Web Scraping Using an Automated Browser
Sometimes when we scrape the web, we need to automate our computer to open a web browser to gather information from each page. This is especially true when the site we want to scrape has content that is loaded dynamically with javascript.
We will solve this by installing Google Chrome and using a tool called Chromedriver. The former has to be installed manually, but the latter will be handled by a very handy Python package we have already installed (chromedriver-autoinstaller
).
Installing this stuff is operating system specific, hence so are the instructions below.
Mac Users
We need an up to date version of the web browser Google Chrome.
We will install it via Homebrew.
Enter the following into the terminal and hit Return
:
brew install --cask google-chrome
Verify the install:
google-chrome --version
which should yield output similar to:
Google Chrome 103.0.5060.53
Windows and Linux Users
We need an up to date version of Google Chrome and some additional linux packages.
First add the additional linux packages by entering the following into the terminal:
sudo apt-get install libxss1 libappindicator1 libindicator7
Now let's download the latest stable version of Google Chrome using the terminal:
wget https://dl.google.com/linux/direct/google-chrome-stable_current_amd64.deb
And now install it:
sudo dpkg -i google-chrome*.deb
sudo apt-get install -f
Verify the install:
google-chrome --version
which should yield output similar to:
Google Chrome 103.0.5060.53
Additional Steps for Windows 10 Users
We will Google Chrome to be able to "pop out" of our Ubuntu installation so that we can see it visually. Here's how we can make that happen:
Note
Windows 11 can handle GUI apps under WSL by default. This section is only relevant form Windows 10 users.
- Install GWSL on Windows. It's easiest to get it through the Windows Store.

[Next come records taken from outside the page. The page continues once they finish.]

PR #450, opened 2016-07-08
Support a 'view documentation' menu linked to F1 #309

### LINKED ISSUE #309: Support a 'view documentation' menu linked to F1
This feature will need to load a different version of the page based on if the product is stable, early access, or bleeding edge (i.e. master).

yl-coder:
Fixes #309 
image


damithc:
We should fine a good source of free icons.

src/main/java/address/controller/MainController.java
```diff
@@ -435,6 +437,29 @@ public void showTagList(ObservableList<Tag> tags) {
...
+            Scene scene = new Scene(page);
+            Stage dialogStage = loadDialogStage("Help", null, scene);
+            dialogStage.getIcons().add(getImage(ICON_HELP));
+            // Show the dialog and wait until the user closes it
+            dialogStage.showAndWait();
+        } catch (IOException e) {
+            logger.fatal("Error loading tag list view: {}", e);
+            showFatalErrorDialogAndShutdown("FXML Load Error", "Cannot load fxml for tag list.",
+                    "IOException when trying to load ", fxmlResourcePath);
+        }
```
damithc: Two things to improve:
1. try to avoid very tall `try` blocks (or any blocks). Most likely it can be narrowed to the first few lines?
2. This try-catch structure seems to be repetitive. Any way to abstract it out?

damithc:
Try to find a good help/userguide template. After you've found a few, we can decide which one to use.  It should be free, and hopefully using standard stuff like bootstrap and jquery.

damithc:
No more comments from me.

src/main/java/address/controller/MainController.java
```diff
@@ -116,29 +117,23 @@ private void showTipOfTheDay() {
...
-
-            // Show the scene containing the root layout.
-            Scene scene = new Scene(rootLayout);
-            scene.setOnKeyPressed(event -> raisePotentialEvent(new KeyBindingEvent(event)));
-            setMinSize();
-            setDefaultSize();
-            primaryStage.setScene(scene);
+        // Load root layout from fxml file.
+        FXMLLoader loader = loadFxml(fxmlResourcePath);
+        rootLayout = (VBox) loadLoader(loader, "Error initializing root layout");
```
damithc: Looks like FXMLLoader is a temp object. May be abstract both lines into a method?

yl-coder: Some part may need to use the loader object to get its controller.

PR #462, opened 2016-07-08
CloudSimulator should be able to handle concurrent requests #457

### LINKED ISSUE #457: CloudSimulator should be able to handle concurrent requests
If multiple persons are deleted at the same time, probably only one person will successfully be deleted on the cloud.

m133225:
Fixes #457


src/main/java/address/sync/cloud/CloudRateLimitStatus.java
```diff
@@ -97,7 +98,16 @@ void setQuotaResetTime(long quotaResetTime) {
...
+    public void useQuota(int amount) throws RejectedExecutionException {
+        if (quotaRemaining < amount) throw new RejectedExecutionException("No more API quota");
         quotaRemaining -= amount;
     }
+
+    public void useQuota() throws RejectedExecutionException {
+        useQuota(1);
+    }
+
+    public void replenishQuota() {
```
m133225: Shouldnt need this. Old mechanism to deduct quota should work, but this object needs to be volatile.

m133225:
Replaced by #472.

PR #474, opened 2016-07-11
Create default data file if missing #432

### LINKED ISSUE #432: Create default data file if missing
When the app is run for the first time, the data file will be missing. 
Instead of showing an error message, an empty file should be created.
While we are at it, choose a good name for the data file (`addressbook-data.xml`?) and put it in a separate folder (`/data`?)

m133225:
Fixes #432


damithc:
Is the default file name is still `test.xml`. If so, needs to change it too.

m133225:
Yes, that should be a simple change in `Config`'s default values.

PR #482, opened 2016-07-11
Repeated app resizing fails #456

### LINKED ISSUE #456: Repeated app resizing fails
At least on Mac, it will correctly maximize and reset to default size the first 2 times the key combination is pressed. 
However, from then on it will remain at the same default size (with some vertical movement every 2 times the keys are pressed).

Possible solution: http://stackoverflow.com/questions/18998671/set-height-and-width-of-stage-and-scene-in-javafx
```
protected void setDefaultSize() {
        primaryStage.setMaximized(false);
        primaryStage.setIconified(false);
        primaryStage.hide();
        primaryStage.show();
}
```
works, but causes flinching of the app.

m133225:
Fixes #456

Code does not seem to make sense, but works on Mac. Will further test on Windows machine at home.

### DIFF
--- a/src/main/java/address/controller/MainController.java
+++ b/src/main/java/address/controller/MainController.java
@@ -546,7 +546,7 @@ public class MainController extends UiController{
     @Subscribe
     private void handleResizeAppRequestEvent(ResizeAppRequestEvent event){
         logger.debug("Handling the resize app window request");
-        Platform.runLater(this::resizeWindow);
+        Platform.runLater(this::handleResizeRequest);
     }
 
     @Subscribe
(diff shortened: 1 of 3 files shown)


src/main/java/address/controller/MainController.java
```diff
@@ -575,9 +560,15 @@ private void minimizeWindow() {
         primaryStage.setMaximized(false);
     }
 
-    private void maximizeWindow() {
+    private void resizeWindow() {
+        logger.info("Resizing window");
+        if (OsDetector.isOnMac()) primaryStage.hide();
         primaryStage.setMaximized(true);
         primaryStage.setIconified(false);
+        if (OsDetector.isOnMac()) primaryStage.show();
```
damithc: May want to comment on why the code is like that.

src/main/java/address/controller/MainController.java
```diff
@@ -575,9 +560,29 @@ private void minimizeWindow() {
...
+                // on Mac, setMaximized seems to work like "setResize"
+                // isMaximized also does not seem to return the correct value
+                primaryStage.setMaximized(true);
+            } else {
+                primaryStage.setMaximized(!primaryStage.isMaximized());
+            }
+        }
+
+        logger.debug("Stage width: {}", primaryStage.getWidth());
+        logger.debug("Stage height: {}", primaryStage.getHeight());
```
damithc: I don't like the 'pregnant woman' shape (caused by short branch followed by deep branch) of the code, but not sure if it can be avoided.
```
\
/
\
 \
  \
   \
   /
  /
 /
/
```

PR #496, opened 2016-07-12
More detailed command completion info for UI #495

### LINKED ISSUE #495: More detailed command completion info for UI
Abstracted information needed for display:

1. unique command id
- string representation of type of command (eg. add person, delete person)
- enum type representing possible result states (successful, fail, cancelled)
- string representation of command target data object's type
- string representation of unique identifier of command target
- name of command target before the command was executed
- name of command target after the command finishes execution

UI can mix, match, and format the above pieces of data as needed. If the command target's name does not change due to command execution, fields 6 and 7 will be equal strings.

YijinL:
Resolves #495 

@yl-coder take a look at the `SingleTargetCommandResult` class

### DIFF
--- a/src/main/java/address/controller/ActivityHistoryCardController.java
+++ b/src/main/java/address/controller/ActivityHistoryCardController.java
@@ -8,9 +8,6 @@ import javafx.scene.layout.HBox;
 
 import java.io.IOException;
 
-/**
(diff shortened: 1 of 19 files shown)


yl-coder:
Looks Good

PR #497, opened 2016-07-12
Create a new release V1.3.0ea

m133225:
Making an official PR for easier reference.

### DIFF
--- a/src/main/java/address/MainApp.java
+++ b/src/main/java/address/MainApp.java
@@ -104,7 +104,7 @@ public class MainApp extends Application {
     }
 
     protected StorageManager initStorageManager(ModelManager modelManager, Config config, UserPrefs userPrefs) {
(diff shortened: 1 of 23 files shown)


m133225:
Never mind, seems like merging through command line is more appropriate as it can avoid merge commit messages.

damithc:
I think releases are supposed to happen on the `early-access` or `stable` branches. @HansNewbie confirm.

m133225:
Yes, this was a PR to merge `master` to `early-access`. Also, after merging on `early-access` and creating the release, I just simply merged back to master so that the version is updated on master

HansNewbie:
Yes. Releases should happen on the branches. Usually I don't merge back to
master, in which the version in master will be outdated. Dev is expected to
look at last commit message in updating the version (in my case).

Otherwise, either merge back to master or update the version before merging
branches (both are as complicated in terms of workflow).

PR #504, opened 2016-07-12
Refactor updater #503

### LINKED ISSUE #190: Disable updater in developer environment
Although it will not affect codes, it will affect creating release whereby unused libraries might be included due to updater testing.

### LINKED ISSUE #503: Refactor updater
and its components. 
Some segments are in big chunks which may be difficult for new developers to read and understand.

m133225:
Fixes #503.
Planning to also fix #190.

### DIFF
--- a/src/main/java/address/updater/BackupHandler.java
+++ b/src/main/java/address/updater/BackupHandler.java
@@ -111,15 +111,18 @@ public class BackupHandler {
         }
 
         List<String> backupFilesNames = getSortedBackupFilesNames();
-        List<String> backupFilesToDelete = getBackupFilesToDelete(backupFilesNames);
+        List<Version> backupVersions = getVersionsFromFileNames(backupFilesNames);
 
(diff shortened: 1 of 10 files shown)


src/main/java/address/updater/BackupHandler.java
```diff
@@ -152,14 +138,30 @@ public void cleanupBackups() {
             }
         });
 
-        dependencyHistoryHandler.cleanUpUnusedDependencies(unusedVersions);
+        dependencyHistoryHandler.cleanUpUnusedDependencies(deletedVersions);
+    }
+
+    private Version deleteBackupFile(String backupFileName) {
```
damithc: Try to avoid method that has side effects and returns a value at the same time. It's called the [Command-Query separation](https://en.wikipedia.org/wiki/Command%E2%80%93query_separation)

m133225:
Will also be looking at exception handling. Seems like there are many inappropriate use of exceptions and exception handling e.g. logging and rethrow

PR #505, opened 2016-07-13
Move test util files to testutils package #502

### LINKED ISSUE #502: Move test util files to testutils package
Some of the files in test/address/util should be moved to test/address/testuitls as the former is for test classes of util package and the latter is for utility classes used for testing.
At the same time, can rename testutils --> testutil to be consistent with util name (both singular).

yl-coder:
Fixes #502


yl-coder:
Will do this after PR#491 is merged

src/test/java/address/keybindings/KeyBindingsManagerApiTest.java
```diff
@@ -2,7 +2,7 @@
 
 
 import address.events.*;
-import address.util.TestUtil;
+import address.testutil.TestUtil;
```
damithc: We can put this in address.keybindings

src/test/java/address/TestApp.java
```diff
@@ -8,7 +8,7 @@
 import address.sync.cloud.model.CloudAddressBook;
 import address.util.Config;
 import address.util.GuiSettings;
-import address.util.TestUtil;
+import address.testutil.TestUtil;
```
damithc: Perhaps keep this in the same place MainApp is?

src/test/java/address/keybindings/KeyBindingsManagerApiTest.java
damithc: Never mind. My mistake.

PR #508, opened 2016-07-13
Finish PersonEditGuiTest and Gui Todos

yl-coder:
As per title


src/test/java/guitests/KeyBindingsGuiTest.java
```diff
@@ -15,13 +15,13 @@
...
-        ab.addPerson(new Person("Person3", "Lastname3", 3));
-        ab.addPerson(new Person("Person4", "Lastname4", 4));
-        ab.addPerson(new Person("Person5", "Lastname5", 5));
+        ab.addPerson(new Person("John", "Wilson", 1));
+        ab.addPerson(new Person("John", "Lennon", 2));
+        ab.addPerson(new Person("Allan", "Turing", 3));
+        ab.addPerson(new Person("Obama", "Micheal", 4));
+        ab.addPerson(new Person("Pedo", "Lee", 5));
         return ab;
     }
```
damithc: Use the same set of `typical data` (used in PersonEditGuitTest) here as well? Also note the naming convention used there. It's not totally random.

src/test/java/guitests/guihandles/PersonListPanelHandle.java
```diff
@@ -105,7 +109,7 @@ public void use_PERSON_DELETE_ACCELERATOR() {
     }
 
     public FxRobot waitForGracePeriodToExpire() {
-        return guiRobot.sleep(4000);//TODO: tie the sleep duration to the actual grace period and implement a polling wait
+        return guiRobot.sleep((ModelManager.GRACE_PERIOD_DURATION + 1) * 1000);//TODO: Implement a polling wait
```
damithc: Create a `sleepForGracePeriod()` method in GuiTestBase?

src/test/java/guitests/KeyBindingsGuiTest.java
yl-coder: Noted. using the TypicalData.book now

src/test/java/guitests/guihandles/PersonListPanelHandle.java
yl-coder: ok

yl-coder:
@damithc For testing using edit button and edit context menu, Do we just test if the edit dialog open successfully? Since we already tested the rest. Or to test the whole scenario again?

yl-coder:
@damithc What do you mean by these TODOS at PersonEditGuiTest.
    /* TODO:
     * Test 'OK'
     * Test data validation (just one case)
     */

damithc:
Test OK: click ok button rather than press enter
data validation: if the entered values are not acceptable e.g. last name missing, wrong date format etc.

yl-coder:
After looking through the screenshots, I can conclude that most of the assertion methods seems to be working fine, just that some actions method is not working properly:
Here's the summary problematic ones in headfull
guiRobot.push, Accelerator like Delete and jump to index is not working properly. 
clickOn, erase, and write.(Maybe all of them or one of them, since they are normally use in sequences)

And also there are cases where the window is not appearing on the screen, which cause some assertion to fail.

damithc:
Try to find workarounds for the ones that don't work.
Delete is an accelerator while jump to index is a shortcut, so they are not exactly similar. If both are not working, the problem seem to be related to simulating keys.

damithc:
Let's keep at it. It's going to take a lot of trial-and-error before we can find some workable solutions.

yl-coder:
Gonna setup travis locally, hopefully can find the root cause.

src/test/java/guitests/GuiRobot.java
```diff
@@ -42,4 +44,35 @@ public void pushKeySequence(KeySequence keySequence) {
...
+        int count = 0;
+        while (count < 10) {
+            try {
+                return super.clickOn(query, buttons);
+            } catch (FxRobotException e) {
+                sleep(500);
+                count++;
+            }
+        }
+        return super.clickOn(query, buttons);
```
damithc: Either don't return anything or return GuiRobot? Otherwise the chained method call will go to FxRobot even if GuiRobot overrides it.

yl-coder: If i remembered, if an instance originally is a GuiRobot, even if cast to other sub or parent class, it will still go to the GuiRobot method

damithc: That's true. But the caller will not be able to chain any new methods added in GuiRobot.

yl-coder: true, will change all methods in guiRobot to return GuiRobot

.travis.yml
```diff
@@ -10,5 +10,4 @@ before_install:
 addons:
   apt:
     packages:
-      - oracle-java8-installer
-
+      - oracle-java8-installer
```
damithc: Is this change needed?

yl-coder: No, I guess it is created by merge conflict

src/main/java/address/controller/MainController.java
```diff
@@ -44,6 +44,9 @@
  * The controller that creates the other controllers
  */
 public class MainController extends UiController{
+    public static final String STAGE_TITLE_TAG_SELECTION = "Tag Selection";
+    public static final String STAGE_TITLE_MANAGE_TAG_DIALOG = "List of Tags";
+    public static final String STAGE_TITLE_NEW_TAG = "New Tag";
```
damithc: Let's name dialogs consistently. Perhaps by the action use is performing? e.g. `Tagging a Person`, `Adding a New Tag`, `Listing All Tags` etc.

src/main/java/address/controller/MainController.java
```diff
@@ -608,8 +614,8 @@ private void resizeWindow() {
             primaryStage.setMaximized(!primaryStage.isMaximized());
         }
 
-        logger.debug("Stage width: {}", primaryStage.getWidth());
-        logger.debug("Stage height: {}", primaryStage.getHeight());
+        logger.debug("After: Stage width: {}", primaryStage.getWidth());
+        logger.debug("After: Stage height: {}", primaryStage.getHeight());
```
damithc: May be this two lines can be combined?

src/main/java/address/controller/TagListController.java
```diff
@@ -21,9 +21,9 @@
     ModelManager modelManager;
 
     @FXML
-    private AnchorPane mainPane;
+    private AnchorPane tagListMainPane;
     @FXML
-    private ScrollPane tags;
+    private ScrollPane tagListTags;
```
damithc: It is hard to distinguish between these two objects based on their names. Both are Panes but you used `Pane` in only one name.

src/main/java/address/controller/MainController.java
yl-coder: I guess by the a simplified controller name that controls the dialog will be better.

src/test/java/guitests/GuiRobot.java
```diff
@@ -5,41 +5,74 @@
...
+        //Busy waiting implementation to fix issue when app window is not brought up to screen yet.
+        int count = 0;
+        while (count < 10) {
+            try {
+                return (GuiRobot) super.clickOn(query, buttons);
+            } catch (FxRobotException e) {
+                sleep(500);
+                count++;
+            }
+        }
```
damithc: Can be abstract the busy waiting to another method using Lambdas? Then it can be pushed to parent class.

src/test/java/guitests/GuiTestBase.java
```diff
@@ -83,11 +104,20 @@ protected String getDataFileLocation() {
...
+    }
+
     @After
     public void cleanup() throws TimeoutException {
+        File file = GuiTest.captureScreenshot();
+        try {
+            Files.copy(file, new File(this.getClass().getName() + name.getMethodName() + ".png"));
+        } catch (IOException e1) {
+            e1.printStackTrace();
+        }
```
damithc: File copying can be moved to a util class.

src/test/java/guitests/KeyBindingsGuiTest.java
```diff
@@ -1,103 +1,106 @@
...
 
     @Test
     public void keyBindings() {
-
         //======= shortcuts =======================
 
         personListPanel.use_LIST_ENTER_SHORTCUT();
-        assertTrue(personListPanel.isSelected("Person1", "Lastname1"));
+        assertTrue(personListPanel.isSelected("Alice", "Brown"));
```
damithc: Write a `isSelected(Person)` instead.

damithc: Even better if you can do something like this:
```java
aliceCard = getCard(alice);
//use the keybinding
assertEquals(aliceCard, getSelectedCard());
```

src/main/java/address/controller/MainController.java
yl-coder: ok sure

src/test/java/guitests/guihandles/GuiHandle.java
```diff
@@ -1,12 +1,14 @@
 package guitests.guihandles;
 
-
+import address.util.LoggerManager;
+import com.google.common.base.Optional;
```
damithc: Why use Google's class instead of Java built-in?

src/test/java/guitests/guihandles/GuiHandle.java
```diff
@@ -28,15 +33,39 @@ public GuiHandle(GuiRobot guiRobot, Stage primaryStage) {
...
+
+        if(!window.isPresent()) {
+            LoggerManager.getLogger(this.getClass()).fatal("Can't find stage " + stageTitle + ", Therefore, aborting focusing");
+            return;
+        }
+
+        guiRobot.targetWindow(window.get());
+        guiRobot.interact(() -> window.get().requestFocus());
+        LoggerManager.getLogger(this.getClass()).info("Finishing focus " + stageTitle);
+    }
```
damithc: Looks like this should be a method of `mainGui` (as it involves all windows shown at that moment)?

src/main/java/address/controller/TagListController.java
yl-coder: Right, previously was a hotfix to solve to unique fx id, as tags is too generic.

src/test/java/guitests/guihandles/MainGuiHandle.java
```diff
@@ -49,4 +59,25 @@ public void use_APP_RESIZE_HOTKEY() {
         guiRobot.sleep(1000);
     }
 
+    public FxRobot sleepForGracePeriod() {
+        return guiRobot.sleep((ModelManager.GRACE_PERIOD_DURATION + 1), TimeUnit.SECONDS);
+    }
+
+    public FxRobot sleep(long duration, TimeUnit timeunit) {
+        return guiRobot.sleep(duration, timeunit);
+    }
```
damithc: Why do you need this here? If at all, it should be in GuiHandle class, right?

src/test/java/guitests/guihandles/GuiHandle.java
yl-coder: TestFx uses them :P.

src/test/java/guitests/guihandles/MainGuiHandle.java
```diff
@@ -49,4 +59,25 @@ public void use_APP_RESIZE_HOTKEY() {
...
+        if(!window.isPresent()) {
+            LoggerManager.getLogger(this.getClass()).fatal("Can't find Main App Stage");
+            throw new RuntimeException("Can't find Main App Stage");
+        }
+
+        guiRobot.targetWindow(window.get());
+        guiRobot.interact(() -> window.get().requestFocus());
+        LoggerManager.getLogger(this.getClass()).debug("Focused target window name: "
+                + ((Stage)guiRobot.targetWindow()).getTitle());
+    }
```
damithc: Some duplication with another method above?

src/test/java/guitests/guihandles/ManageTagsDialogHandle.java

- Install the x11 client inside our Ubuntu installation. Type the following into the terminal:
sudo apt install x11-apps -y
-
Enable display and audio exporting in GWSL
- Start GWSL from the Start menu
- Click on its icon on the taskbar
- Select GWSL distro tools
- Select Display/Audio Auto-exporting
- Restart Ubuntu if prompted
Caution
As you are told by GWSL, you will need to allow GWSL through the firewall both on public and private networks. Be sure to check all boxes when prompted by Windows Firewall. If you miss this step, follow the guide here.
Finally, let's test if these steps worked. Open an Ubuntu terminal, and type
google-chrome
A linuxy looking Google Chrome should open in a new window.